What I'd like to see is a probationer scheme whereby a new driver who has an accident loses their licence and has to retake a test. That might concentrate the minds of some of the stupid herberts who drive round in their souped up hatch-backs.

GillW · 23/09/2002 13:37

SueDonim - A friend of mine is a driving instructor, and from what he's said I'm pretty sure that there is already a scheme where if you get more than x points on your licence in the first year you hold it you have to retake the test.

GillW · 23/09/2002 14:26

Found this - "The Road Traffic (New Drivers) Act 1995 came into force on 1 June 1997. As a result of this Act, each driver must go through a probationary period of two years after passing their first driving test. Drivers who are convicted of a motoring offence during this probationary period, and as a result have six or more valid penalty points on their licence, will have their full entitlement to drive all categories revoked. Valid penalty points incurred prior to passing a test are taken into account if the driver commits an offence during his probationary period.

Full entitlement to all categories of vehicle held previously will be reinstated upon passing a test in any one of the driver's original entitlements. LGV and PCV drivers may be subject to further action from the Traffic Commissioner. Passing a test will not remove the penalty points from the licence; therefore, drivers who go on to incur a total of 12 or more valid penalty points will be disqualified.

There is no right of appeal against revocation under the New Drivers Act. A driver can only appeal against the conviction for which the penalty points were awarded."

Rhubarb · 23/09/2002 15:25

Just thought I would say that I don't drive and never have, yet it has never hindered me in the slightest. I have worked all over, using public transport, gone to college, uni, etc etc. I now have a 2 yr old and though it is hard, (I have to catch 2 buses to get to college and two buses back with her and all my bags in tow) if you are determined enough you simply don't let it get in your way. Public transport is appauling, but if enough of us used it and complained, they would have to improve it. The sad fact is that most people use cars when they could get a bus or train, and as a frequent user of both I've never had that many problems. Although down South it might be different.

I also have a friend with three children and she doesn't drive either.
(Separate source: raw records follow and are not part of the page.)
PR #377, opened 2024-08-19
fix: prevent unnecessary nft requerying

alter-eggo:
This pr prevents re-querying of nft metadata using only useQuery, without keeping ids in store like here https://github.com/leather-io/extension/pull/5747

### DIFF
--- a/packages/query/src/stacks/token-metadata/non-fungible-tokens/non-fungible-token-metadata.query.ts
+++ b/packages/query/src/stacks/token-metadata/non-fungible-tokens/non-fungible-token-metadata.query.ts
@@ -2,7 +2,7 @@ import { hexToCV } from '@stacks/transactions';
 import { QueryFunctionContext, type UseQueryResult, useQueries } from '@tanstack/react-query';
 import { AxiosError } from 'axios';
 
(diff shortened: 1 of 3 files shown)


packages/query/src/stacks/token-metadata/non-fungible-tokens/non-fungible-token-metadata.query.ts
```diff
@@ -34,10 +35,22 @@ export function createGetNonFungibleTokenMetadataQueryOptions({
...
+
   return {
     enabled: !!tokenId,
-    queryKey: [StacksQueryPrefixes.GetNftMetadata, address, tokenId],
-    queryFn: ({ signal }: QueryFunctionContext) => client.getNftMetadata(address, tokenId, signal),
+    queryKey,
+    queryFn: async ({ signal }: QueryFunctionContext) => {
+      try {
+        const response = await client.getNftMetadata(address, tokenId, signal);
+        return response;
```
kyranjamie, line 46:
```suggestion
        return await client.getNftMetadata(address, tokenId, signal);
```

kyranjamie (approved):
This is a more simple solution than what I'd proposed with a new slice 👍🏼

Yet she gets around by bike, she walks great distances, and she goes to NCT meetings all over the country.

I agree that having a car would make my life so much easier, but I do think there are enough cars out there without my adding to it. Plus I walk so much that the benefits of not having a car to mine and dd's health outweigh the advantages of having one - IMO!
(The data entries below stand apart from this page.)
PR #379, opened 2024-08-19
fix: dialog header height + refactor dialog footer

pete-watters:
This PR:
- refactors `Dialog` to locate the `Footer` component local to it and avoid using it in the extension
- Adds a min height to dialog headers

### DIFF
--- a/packages/ui/src/components/dialog/dialog-footer.web.tsx
+++ b/packages/ui/src/components/dialog/dialog-footer.web.tsx
@@ -1,0 +1,26 @@
+import { Flex, FlexProps } from 'leather-styles/jsx';
+
+interface DialogFooterProps extends FlexProps {
+  children: React.ReactNode;
+}
+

SueDonim · 23/09/2002 16:00

Thanks GillW, that's very interesting!

At home, Rhubarb, we don't have any public transport, except three buses on a Thursday and one on a Saturday. (Very bizarre, I wonder who worked out the timetable??) But although it's a godsend to be able to drive, I miss being within walking distance of places or being able to get a bus. I'm sure the lack of walking is why I never lost the extra weight after Baby No 4.